There is a national referendum coming up in Switzerland about climate change. Basically the proposal is to become climate neutral by 2050 and one of the main arguments by the federal government in favour of the proposal is to become more energy independent, less dependent on other countries for energy, particularly fossil fuels which all come from abroad. It is a counterproposal to a more extreme initiative.
At the same time climate protesters are marching on the streets, when they are not glued to them, in favour of the proposal, not so much because of energy independence and rather to help address global climate change.
I find the global climate change argument spurious. The Swiss population is about 0.1% of the world population. India and China together are around one third of the world population. The USA is the biggest polluter per person and disproportionately affects world climate (although the USA anyway might decline economically over a 50-200 year timeline for other reasons). These are the three countries which need to make drastic changes. Switzerland’s contribution to global warming is minimal. If we were to reduce our Swiss emissions overnight by half, there would by negligible effect on global climate change. Some might argue that Switzerland needs to set an example but I don’t think that the big polluters will follow where the Swiss lead.
The energy independence argument does, however, make sense to me. Increasingly I tend to think that the Degrowth movement is on to something.
Maybe the only way to avoid environmental collapse within the 50-200 year timeframe is to continuously decrease the total global GDP. I deliberately write ‘total’ GDP not GDP per capita. So preventing further global population growth is one key way to limit total global GDP.
One way to theoretically achieve reduction of total GDP could be that well-off countries (all of Europe, North America, Australia, China, Japan, the Middle East and so on) would all need to accept a continuous long-term decrease in standard of living and the population would need to find happiness or satisfaction in other ways than consumerism. This is never going to happen. Our evolution has given us human nature which completely opposes this approach. It would go against our nature. I think this is the least likely outcome.
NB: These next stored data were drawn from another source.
PR #2657, opened 2026-09-14
feat(web_core,a2ui_core): supply v1.0 catalog function bodies and align the two engines

gspencergoog:
## Summary

Supplies missing implementations for the v1.0 basic catalog functions in `web_core`, aligns function semantics and expression depth limits with the Python reference engine, and removes 11 undeclared operators from `a2ui_core` so both engines strictly match the published specification.

### `web_core`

Another way would be that an ongoing series of environmental disasters lower total global GDP. We have already seen covid pandemic going in this direction. Further and harder hitting disasters could cause long-term decline of total GDP through famine and disease, surely leading to increased geo-political tensions and war. This will not be pleasant but it is seems to me to be the most likely outcome.
A third outcome to our current perilous situation would be global thermonuclear war. As climate change pushes food availability down and prices up, drinking water supplies become scarcer and energy prices, availability and geo-politics become more problematic, then the preferred human reaction can only be more unrest, war and conquest, also something we have seen in recent years, the Arab Spring for example, which was partly due to food prices and availability, although of course there were multiple factors at work. Similarly the current war in Ukraine has complex reasons behind it, including wheat production. I think that global thermonuclear war is the second most likely of the three scenarios.
Coming back to the referendum in Switzerland, given the three possible outcomes which I can foresee within a 200 year timeframe (one of which seems impossible, one of which will destroy the world population, and one of which involves multiple environmental disasters and ensuing wars) then I feel that energy independence is an important topic for Switzerland in an increasingly unstable world.vThe question is whether this new law would achieve that and at what cost? I do not have an answer for that.